The biblical place name was adopted by Nahum Sokolow as the title for his Hebrew translation of Theodor Herzl's Altneuland ("Old New Land"). It later gave its name to the modern Israeli city of Tel Aviv; the Hebrew letter ב without dagesh represents a sound like [v] but is traditionally transcribed 'b' in English translations of the Bible.

Location

The Kebar or Chebar Canal (or River) is the setting of several important scenes of the book of Ezekiel in the Hebrew Bible, including the opening verse: "Now it came about in the thirtieth year, on the fifth day of the fourth month, while I was by the river Chebar among the exiles, the heavens were opened and I saw visions of God". (New American Standard Bible) Ezekiel references this river seven times in total (1:1,3; 3:15, 23; 10:15, 20; and 43:3).

Some old commentaries identified the Chebar with the Khabur River in what is now Syria.
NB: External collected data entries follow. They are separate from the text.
Issue #1295, opened 2020-09-23
Search with reference:missing and any other parameter results in invalid SQL query


anyname2:
**Describe the bug**
When making a search requst with multiple parameters and with `:missing` modifier on any reference search parameter, the server will return 500 with invalid SQL syntax error. 

The syntax error comes from: [SqlQueryGenerator.cs#L249](https://github.com/microsoft/fhir-server/blob/master/src/Microsoft.Health.Fhir.SqlServer/Features/Search/Expressions/Visitors/QueryGenerators/SqlQueryGenerator.cs#L249). The reference search parameter is the first CTE, and after 1 is subtracted it results in:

The Khabur is mentioned in 1 Chronicles 5:26 as the Habor.

However, more recent scholarship is agreed that the location of the Kebar Canal is near Nippur in Iraq. The ka-ba-ru waterway (Akkadian) is mentioned among the 5th century BCE Murashu archives from Nippur.[1] It was part of a complex network of irrigation and transport canals that also included the Shatt el-Nil, a silted up canal toward the east of Babylon.[2][3]

It is not to be confused with the Kebar River in Iran, site of Kebar Dam, the oldest surviving arch dam.